The order line always seems to have several customers waiting.

When I arrived, about four customers were standing in a line in front of the order window that had been partitioned with plexiglass (to create the social distancing important during the pandemic). As I stopped to read a handwritten menu on a wall, another customer came in and joined the line, so I moved behind him as I continued to read. About 10 minutes went by before I could step up to the window and order. It was definitely not fast food, but everyone was patient.

The high sanitation rating over the menu board is a tribute to Mrs. Grady's medical experience.

Behind the window in the kitchen were about five staff members, including the matriarch, Mrs. Gerri (short for Geraldine) Grady, who owns and operates the business with her husband Steve, the pitmaster. She wrote down the orders, took payment, and checked to make sure that they were complete before handing them to customers. Just about every order was for hand-chopped pork barbecue, but turkey, chicken, hamburger steak, and more were also available.

My barbecue dinner with collards, butter beans, and hushpuppies.

Because Grady’s is so famous, I ordered what a typical newcomer orders: barbecue. It was perfect — appropriately sauced in the vinegary eastern North Carolina style. I ordered a barbecue dinner so that I could have two sides and hushpuppies. Nine sides — black-eyed peas, boiled potatoes, coleslaw, potato salad, cabbage, collards (also sold by the pound), butter beans, rice and gravy (yes, that’s a vegetable in eastern N.C.), and green beans — were available. (My choices? Collards and butter beans. So homemade, just like a family reunion!)

Mrs. Grady keeps everything at the order counter moving.

The sides are numerous for such a limited menu. Can you imagine anyone ordering a vegetable plate at a legendary barbecue place?

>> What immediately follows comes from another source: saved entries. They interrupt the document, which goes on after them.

PR #514, opened 2023-10-24
suggestions to use DOWNSAMPLINGS in the v3 freq_meta

KoalaQin:
I copied the changes you made for the merge_arrays and update how we use get `downsamplings`, test worked.

### DIFF
--- a/gnomad_qc/v4/annotations/generate_freq_genomes.py
+++ b/gnomad_qc/v4/annotations/generate_freq_genomes.py
@@ -93,39 +93,6 @@ JOIN_FREQS = ["release", "pop_diff", "added", "subtracted"]
 FREQ_GLOBALS = ("freq_meta", "freq_meta_sample_count")
 """Global annotations on the frequency Table."""
 
-DOWNSAMPLINGS = [
-    10,
-    20,
-    50,
-    100,
-    158,
-    200,
-    456,
-    500,
-    1000,
-    1047,
-    1736,
-    2000,
-    2419,
-    2604,
-    5000,
-    5316,
-    7647,
-    10000,
-    15000,
-    20000,
-    20744,
-    25000,
-    30000,
-    34029,
-    40000,
-    50000,
-    60000,
-    70000,
-    75000,
-]
-"""Downsamplings used in v3.1 release"""
-
 
 def filter_to_test(
     t: Union[hl.Table, hl.MatrixTable, hl.vds.VariantDataset],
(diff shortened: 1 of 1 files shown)


jkgoodrich:
Why though? Are the ones one the release HT wrong?

jkgoodrich:
If they are not wrong, I would much prefer take them from there, just like we do the hists

KoalaQin:
They are not present in v3 release HT.

KoalaQin:
I saw the error in your test run.

jkgoodrich:
So odd, I'm not sure why they are not there, thanks for putting in

gnomad_qc/v4/annotations/generate_freq_genomes.py
```diff
@@ -97,6 +93,39 @@
 FREQ_GLOBALS = ("freq_meta", "freq_meta_sample_count")
 """Global annotations on the frequency Table."""
 
+DOWNSAMPLINGS = [
```
jkgoodrich, line 96: Just so I know, where did this list come from? Was it from the freq_meta?

KoalaQin: Yes, I got the from get_freq() for genomes and then freq_meta.collect(), Mike also pasted in our Slack thread.

gnomad_qc/v4/annotations/generate_freq_genomes.py
```diff
@@ -1485,7 +1516,7 @@ def main(args):
         )
         ht = get_histograms(ht, v3_sites_ht)
         ht = ht.annotate_globals(
```
jkgoodrich, line 1518: What about something like this?
```suggestion
        # NOTE: The v3.1 release HT doesn't have a downsamplings global. Since
        #  non-standard downsampling values are created in the frequency script
        #  corresponding to population totals, so this needs to be determined from the
        #  freq_meta.
        downsamplings = list(
            {
                str(x["downsampling"]) 
                for x in hl.eval(ht.freq_meta) if "downsampling" in x
            }
        )
        downsamplings.sort()
        
        ht = ht.annotate_globals(
            downsamplings=downsamplings,
```

gnomad_qc/v4/annotations/generate_freq_genomes.py
```diff
@@ -1485,7 +1516,7 @@ def main(args):
...
-            downsamplings=v3_sites_ht.downsamplings,
+            downsamplings=hl.literal(DOWNSAMPLINGS),
```
jkgoodrich, line 1519: goes with suggestion above
```suggestion
```

KoalaQin:
Yes, it looks better, I only changed it to int() instead of str().

jkgoodrich:
Ah yes, good point

jkgoodrich (approved):
lgtm!

PR #518, opened 2023-10-25
Get rid of duplicates in revel

mike-w-wilson:
The current implementation leads to duplicate rows because the annotations and the scores are identical in mane and canonical tables. This gets around that issue by naming the annotation by table so as to not duplicate rows and then selects mane over canonical for revel_max


jkgoodrich (approved):
Oh, I get it now, thanks for figuring it out and changing!

KoalaQin (approved):
LGTM!

KoalaQin:
Could you rerun the code and record it here? https://app.zenhub.com/workspaces/gnomad-5f4d127ea61afc001d6be50b/issues/gh/broadinstitute/gnomad_production/1170

PR #519, opened 2023-10-25
Move duplication check in release so it is only performed once

jkgoodrich:


KoalaQin (commented):
I'm running the test, I found this makes the run a bit slow at the beginning but I think we only need it to run once for exomes once for genomes, it should be fine.

KoalaQin (approved):

PR #523, opened 2023-10-27
Make HGDP + 1KG use the exact same methods as those used for the v3.1.2 release HT frequency

jkgoodrich:
We need to rerun the hotfix because the current v3_1_GT was already adjusted for adj

### DIFF
--- a/gnomad_qc/v4/annotations/generate_freq_genomes.py
+++ b/gnomad_qc/v4/annotations/generate_freq_genomes.py
@@ -1276,6 +1276,7 @@ def get_v4_genomes_release_resources(
             update_annotations,
             join_callstats_for_update,
             compute_an_for_new_variants,
+            compute_an_for_pop_diff,
         ],
         add_input_resources={
             "v3.1 metadata": {"v3_meta_ht": v3_meta},
--- a/gnomad_qc/v4/annotations/generate_freq_genomes.py
+++ b/gnomad_qc/v4/annotations/generate_freq_genomes.py
@@ -1370,7 +1370,7 @@ def main(args):
     )
     v3_hgdp_tgp_dense_mt = v3_hgdp_tgp_dense_mt.annotate_entries(
         GT=v3_hgdp_tgp_dense_mt.hom_alt_fix_investigation.sex_ploidy_adjusted_GT,
-        adj=v3_hgdp_tgp_dense_mt.unadjusted_adj,
+        adj=v3_hgdp_tgp_dense_mt.hom_alt_fix_investigation.unadjusted_adj,
     )
 
     # Temporary hotfix for depletion of homozygous alternate genotypes
--- a/gnomad_qc/v4/annotations/generate_freq_genomes.py
+++ b/gnomad_qc/v4/annotations/generate_freq_genomes.py
@@ -1365,8 +1365,8 @@ def main(args):
     #  v3.1.2 release sites HT.
 
     logger.info(
-        "Annotating GT with sex ploidy adjusted genotypes and adj calculated on genotypes 
-        without sex ploidy adjustment..."
+        "Annotating GT with sex ploidy adjusted genotypes and adj calculated on "
+        "genotypes without sex ploidy adjustment..."
     )
     v3_hgdp_tgp_dense_mt = v3_hgdp_tgp_dense_mt.annotate_entries(
         GT=v3_hgdp_tgp_dense_mt.hom_alt_fix_investigation.sex_ploidy_adjusted_GT,
--- a/gnomad_qc/v4/annotations/generate_freq_genomes.py
+++ b/gnomad_qc/v4/annotations/generate_freq_genomes.py
@@ -1280,7 +1280,6 @@ def patch_v4_genomes_callstats(freq_ht: hl.Table) -> hl.Table:
     freq_groups1 = hl.set(
         [
             {"group": "adj", "subset": "hgdp", "gen_anc": "han"},
-            {"group": "adj", "subset": "hgdp", "sex": "XX"},
             {"group": "adj", "subset": "hgdp", "gen_anc": "han", "sex": "XX"},
         ]
     )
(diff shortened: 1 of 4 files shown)


ch-kr (approved):
two documentation suggestions but LGTM!

KoalaQin:
The last 2 commits LGTM!

gnomad_qc/v4/annotations/generate_freq_genomes.py
```diff
@@ -1168,16 +1203,211 @@ def get_age_distribution(
...
+
+    pop_diff_patch_ht = compute_an_by_group_membership(
+        v3_vds,
+        pop_diff_group_membership_ht,
+        pop_diff_patch_ht,
+        include_full_call_stats=True,
+    ).checkpoint(new_temp_file("pop_diff_89834177", "ht"))
+
+    # Frequency groups that need a patch for variant chr9-93596925-ATTTTTTTTTTTTTT-A.
+    # In the original v3.1 a single Han sample had a missing GT at this variant. In the
```
KoalaQin, line 1432:
```suggestion
    # In the original v3.1, a single Han sample had a missing GT at this variant. In the
```

gnomad_qc/v4/annotations/generate_freq_genomes.py
```diff
@@ -1168,16 +1203,211 @@ def get_age_distribution(
...
+    # computation for v4.0, the _het_non_ref of True caused it to be given a 0/1 (the
+    # hl.if_else statement gets a False, so it defaults to the input GT. The original v3
+    # code didn't include the _het_non_ref check, and therefore it would have evaluated
+    # to missing.
```
KoalaQin: Could you add more details here? It's not very clear. 
What do you mean by the original v3 code, v3.1?

gnomad_qc/v4/annotations/generate_freq_genomes.py
```diff
@@ -1168,16 +1203,211 @@ def get_age_distribution(
...
+            ),
+            pop_diff_patch_ht.freq,
+            pop_diff_patch_ht.freq_meta,
+        )
+    )
+
+    # Frequency groups that need a patch for variant chr13-20656122-T-TAAAAAAAAGAA.
+    # This variant has an AC raw of 1 and AC adj of 2 because one of the TGP samples
+    # being removed has a raw GT 0/1, but adj GT of None because it fails adj. In v3.1
+    # it was None for both and therefore shouldn't be subtracted from raw either.
```
KoalaQin, line 1469:
```suggestion
    # being removed has a raw of GT 0/1 but adj GT of None because it fails adj. In v3.1 it was None for both and therefore shouldn't be subtracted from raw either.
```

KoalaQin (changes requested):

gnomad_qc/v4/annotations/generate_freq_genomes.py
```diff
@@ -1168,16 +1218,310 @@ def get_age_distribution(
...
+    :param freq_ht: Table with the call stats for the v4.0 genomes release.
+    :return: Table with the patched call stats for the v4.0 genomes release.
+    """
+    # For most of the variants, there is a single Han sample that was 0/1 in v3.1, but
+    # from the dense MT in v4.0 frequencies it was given a missing genotype. These
+    # variants are not in v3, which is why they get a missing genotype in the v4.0
+    # freq. We don’t understand why they were 0/1 in v3.1, we would expect them to
+    # have been missing. It should be 0/1 if missing v3 frequency had been handled
+    # correctly in the fix for high AB hets.
+    freq_groups1 = hl.set(
```
KoalaQin, line 1280: I know we're short of time, it took me some time to understand why there are so many groups, now I understand it's a combination of problem, sample's sex and sample's population. 
Since patch1_expr ~ patch4_expr are identical, can we make a small function like this? 
```commandline
def patch_add(freq_groups: hl.set_expr, freq: hl.expr) -> hl.expr:
    return hl.map(
        lambda x, m: hl.if_else(
            freq_groups.contains(m),
            hl.struct(
                AC=x.AC + 1,
                AF=(x.AC + 1) / (x.AN + 2),
                AN=x.AN + 2,
                homozygote_count=x.homozygote_count,
            ),
            x,
        ),
        freq_ht.freq,
        freq_ht.freq_meta,
    )
```

KoalaQin (commented):
It's only a suggestion, but I think the long version is understandable.

gnomad_qc/v4/annotations/generate_freq_genomes.py
jkgoodrich: not at this time please

jkgoodrich: we can refactor after

gnomad_qc/v4/annotations/generate_freq_genomes.py
```diff
@@ -1479,24 +1854,17 @@ def main(args):
...
-        #  freq_meta.
-        downsamplings = sorted(
-            {
-                int(x["downsampling"])
-                for x in hl.eval(ht.freq_meta)
-                if "downsampling" in x
-            }
+        ht = finalize_v4_genomes_callstats(
+            ht, v3_sites_ht, res.v3_meta_ht.ht(), res.updated_meta_ht.ht()
         )
```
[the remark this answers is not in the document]
jkgoodrich: No, but we already did on the other one, so I was trying to keep the code true to what was actually done

gnomad_qc/v4/annotations/generate_freq_genomes.py
KoalaQin: okay, sounds good.

gnomad_qc/v4/annotations/generate_freq_genomes.py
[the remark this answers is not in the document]
KoalaQin: Okay, if we ever need to rerun that step, it will be written there.

KoalaQin (approved):
LGTM!

PR #534, opened 2023-11-09
Fix stats on combined exomes/genomes frequencies

jkgoodrich:
There were some errors for the stats on the combined freq/faf HT that need to be fixed before we can determine if we should release these stats and/or add a flag indicating a significant deviation between the two

### DIFF
--- a/gnomad_qc/v4/create_release/create_combined_faf_release_ht.py
+++ b/gnomad_qc/v4/create_release/create_combined_faf_release_ht.py
@@ -277,12 +277,13 @@ def perform_contingency_table_test(
         Default is 5.
     :return: ArrayExpression for contingency table test results.
     """
+    # Using the joint_meta_expr to get the indexes of the two frequency expressions.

One day I might have to order one (and take the barbecue home). Mrs. Grady has adapted family recipes to serve on a larger scale. As she told Our State magazine, “I try to cook like her [my mother], my grandmother, and my mother-in-law. They were three good cooks.”

My wife's order of fried chicken, cabbage, potato salad, and hushpuppies.

My wife ordered fried chicken with cabbage and potato salad, also with hushpuppies. All were excellent. Because I was saving room for banana pudding, I was disappointed to find out that all had been sold. I settled for a layer chocolate cake, but never has a second choice been so good. I also took home a whole sweet potato pie. Oh, my. It’s one of the best pies I’ve had. Although I’ll return again for the barbecue, banana pudding will be my first selection when I do.

Open only four days a week, Grady's loads oak and hickory coals early on those mornings in its pit built with bricks that form an eight-inch wall. In the afternoons, the pit is quiet.

Grady’s BBQ is a destination for a lot of people — just about everyone is a local but occasionally someone like myself drives for two hours to taste the best of the best. So many have acknowledged the importance of Grady’s in North Carolina’s barbecue history that finally being there makes it seems like I’ve hit a home run. Not even a pandemic can dampen the enthusiasm for being at a barbecue legacy.

Save room for dessert, or take a whole pie home with you.